> **WHAT TO DO**:
Each record has to be returned exactly as it appears.
(Beginning of INPUT MATERIAL)
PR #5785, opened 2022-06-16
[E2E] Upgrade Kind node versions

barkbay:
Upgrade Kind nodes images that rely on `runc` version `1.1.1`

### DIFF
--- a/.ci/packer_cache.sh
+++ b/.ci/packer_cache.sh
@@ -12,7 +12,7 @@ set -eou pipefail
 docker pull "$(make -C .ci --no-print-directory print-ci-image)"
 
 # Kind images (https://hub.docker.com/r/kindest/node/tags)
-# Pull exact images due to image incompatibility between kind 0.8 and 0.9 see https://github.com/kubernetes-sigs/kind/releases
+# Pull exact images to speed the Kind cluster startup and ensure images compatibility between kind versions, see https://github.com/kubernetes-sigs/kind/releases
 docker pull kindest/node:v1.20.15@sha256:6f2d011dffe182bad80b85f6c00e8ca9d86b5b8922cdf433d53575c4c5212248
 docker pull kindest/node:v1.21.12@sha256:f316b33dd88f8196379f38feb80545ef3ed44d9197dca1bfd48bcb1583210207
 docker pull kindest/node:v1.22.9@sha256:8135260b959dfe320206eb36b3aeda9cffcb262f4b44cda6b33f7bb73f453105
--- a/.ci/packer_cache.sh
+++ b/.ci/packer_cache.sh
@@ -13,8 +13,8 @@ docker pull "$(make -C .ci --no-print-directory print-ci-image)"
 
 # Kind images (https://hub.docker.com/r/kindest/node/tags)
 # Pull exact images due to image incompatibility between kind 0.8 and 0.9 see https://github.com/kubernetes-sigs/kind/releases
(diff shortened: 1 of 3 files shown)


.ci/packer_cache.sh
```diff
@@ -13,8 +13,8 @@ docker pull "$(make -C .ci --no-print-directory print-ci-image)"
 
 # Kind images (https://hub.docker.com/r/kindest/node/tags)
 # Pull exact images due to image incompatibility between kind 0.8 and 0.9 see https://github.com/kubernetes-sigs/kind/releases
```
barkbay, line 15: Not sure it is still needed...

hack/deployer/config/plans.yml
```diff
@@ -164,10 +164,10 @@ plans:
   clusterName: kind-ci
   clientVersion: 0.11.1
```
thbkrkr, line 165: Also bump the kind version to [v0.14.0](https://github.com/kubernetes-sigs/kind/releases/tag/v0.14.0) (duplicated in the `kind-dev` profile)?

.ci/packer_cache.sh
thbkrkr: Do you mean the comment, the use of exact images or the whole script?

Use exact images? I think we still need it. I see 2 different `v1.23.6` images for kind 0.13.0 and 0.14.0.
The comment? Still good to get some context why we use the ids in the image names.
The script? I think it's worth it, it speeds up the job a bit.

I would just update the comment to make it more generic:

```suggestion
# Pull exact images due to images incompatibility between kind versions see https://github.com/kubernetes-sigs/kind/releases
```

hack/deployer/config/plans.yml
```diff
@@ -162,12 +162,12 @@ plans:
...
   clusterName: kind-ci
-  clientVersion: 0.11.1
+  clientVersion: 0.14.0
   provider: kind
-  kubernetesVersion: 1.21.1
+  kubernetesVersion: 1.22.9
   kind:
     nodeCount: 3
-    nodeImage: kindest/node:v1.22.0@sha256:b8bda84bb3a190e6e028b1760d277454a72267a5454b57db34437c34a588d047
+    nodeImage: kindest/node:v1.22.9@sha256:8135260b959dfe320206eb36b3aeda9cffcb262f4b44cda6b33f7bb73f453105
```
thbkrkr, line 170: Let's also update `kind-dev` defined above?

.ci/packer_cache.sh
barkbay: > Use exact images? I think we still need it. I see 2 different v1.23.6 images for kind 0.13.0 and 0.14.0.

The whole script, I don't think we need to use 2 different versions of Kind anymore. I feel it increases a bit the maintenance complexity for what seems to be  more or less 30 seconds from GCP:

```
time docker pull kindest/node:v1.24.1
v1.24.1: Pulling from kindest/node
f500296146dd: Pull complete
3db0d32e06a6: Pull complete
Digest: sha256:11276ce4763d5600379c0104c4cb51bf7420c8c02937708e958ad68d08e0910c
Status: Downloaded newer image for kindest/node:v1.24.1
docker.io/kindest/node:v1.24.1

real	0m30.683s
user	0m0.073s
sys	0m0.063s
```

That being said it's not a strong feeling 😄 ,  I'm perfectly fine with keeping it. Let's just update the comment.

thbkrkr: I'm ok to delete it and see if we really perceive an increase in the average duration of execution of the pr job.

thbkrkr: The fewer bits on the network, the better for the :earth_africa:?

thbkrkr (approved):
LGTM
(End of INPUT MATERIAL)
> **OUTPUT BELOW**:
PR #5785, opened 2022-06-16
[E2E] Upgrade Kind node versions

barkbay:
Upgrade Kind nodes images that rely on `runc` version `1.1.1`

### DIFF
--- a/.ci/packer_cache.sh
+++ b/.ci/packer_cache.sh
@@ -12,7 +12,7 @@ set -eou pipefail
 docker pull "$(make -C .ci --no-print-directory print-ci-image)"
 
 # Kind images (https://hub.docker.com/r/kindest/node/tags)
-# Pull exact images due to image incompatibility between kind 0.8 and 0.9 see https://github.com/kubernetes-sigs/kind/releases
+# Pull exact images to speed the Kind cluster startup and ensure images compatibility between kind versions, see https://github.com/kubernetes-sigs/kind/releases
 docker pull kindest/node:v1.20.15@sha256:6f2d011dffe182bad80b85f6c00e8ca9d86b5b8922cdf433d53575c4c5212248
 docker pull kindest/node:v1.21.12@sha256:f316b33dd88f8196379f38feb80545ef3ed44d9197dca1bfd48bcb1583210207
 docker pull kindest/node:v1.22.9@sha256:8135260b959dfe320206eb36b3aeda9cffcb262f4b44cda6b33f7bb73f453105
--- a/.ci/packer_cache.sh
+++ b/.ci/packer_cache.sh
@@ -13,8 +13,8 @@ docker pull "$(make -C .ci --no-print-directory print-ci-image)"
 
 # Kind images (https://hub.docker.com/r/kindest/node/tags)
 # Pull exact images due to image incompatibility between kind 0.8 and 0.9 see https://github.com/kubernetes-sigs/kind/releases
(diff shortened: 1 of 3 files shown)


.ci/packer_cache.sh
```diff
@@ -13,8 +13,8 @@ docker pull "$(make -C .ci --no-print-directory print-ci-image)"
 
 # Kind images (https://hub.docker.com/r/kindest/node/tags)
 # Pull exact images due to image incompatibility between kind 0.8 and 0.9 see https://github.com/kubernetes-sigs/kind/releases
```
barkbay, line 15: Not sure it is still needed...

hack/deployer/config/plans.yml
```diff
@@ -164,10 +164,10 @@ plans:
   clusterName: kind-ci
   clientVersion: 0.11.1
```
thbkrkr, line 165: Also bump the kind version to [v0.14.0](https://github.com/kubernetes-sigs/kind/releases/tag/v0.14.0) (duplicated in the `kind-dev` profile)?

.ci/packer_cache.sh
thbkrkr: Do you mean the comment, the use of exact images or the whole script?

Use exact images? I think we still need it. I see 2 different `v1.23.6` images for kind 0.13.0 and 0.14.0.
The comment? Still good to get some context why we use the ids in the image names.
The script? I think it's worth it, it speeds up the job a bit.

I would just update the comment to make it more generic:

```suggestion
# Pull exact images due to images incompatibility between kind versions see https://github.com/kubernetes-sigs/kind/releases
```

hack/deployer/config/plans.yml
```diff
@@ -162,12 +162,12 @@ plans:
...
   clusterName: kind-ci
-  clientVersion: 0.11.1
+  clientVersion: 0.14.0
   provider: kind
-  kubernetesVersion: 1.21.1
+  kubernetesVersion: 1.22.9
   kind:
     nodeCount: 3
-    nodeImage: kindest/node:v1.22.0@sha256:b8bda84bb3a190e6e028b1760d277454a72267a5454b57db34437c34a588d047
+    nodeImage: kindest/node:v1.22.9@sha256:8135260b959dfe320206eb36b3aeda9cffcb262f4b44cda6b33f7bb73f453105
```
thbkrkr, line 170: Let's also update `kind-dev` defined above?

.ci/packer_cache.sh
barkbay: > Use exact images? I think we still need it. I see 2 different v1.23.6 images for kind 0.13.0 and 0.14.0.

The whole script, I don't think we need to use 2 different versions of Kind anymore. I feel it increases a bit the maintenance complexity for what seems to be  more or less 30 seconds from GCP:

```
time docker pull kindest/node:v1.24.1
v1.24.1: Pulling from kindest/node
f500296146dd: Pull complete
3db0d32e06a6: Pull complete
Digest: sha256:11276ce4763d5600379c0104c4cb51bf7420c8c02937708e958ad68d08e0910c
Status: Downloaded newer image for kindest/node:v1.24.1
docker.io/kindest/node:v1.24.1

real	0m30.683s
user	0m0.073s
sys	0m0.063s
```

That being said it's not a strong feeling 😄 ,  I'm perfectly fine with keeping it. Let's just update the comment.

thbkrkr: I'm ok to delete it and see if we really perceive an increase in the average duration of execution of the pr job.

thbkrkr: The fewer bits on the network, the better for the :earth_africa:?

thbkrkr (approved):
LGTM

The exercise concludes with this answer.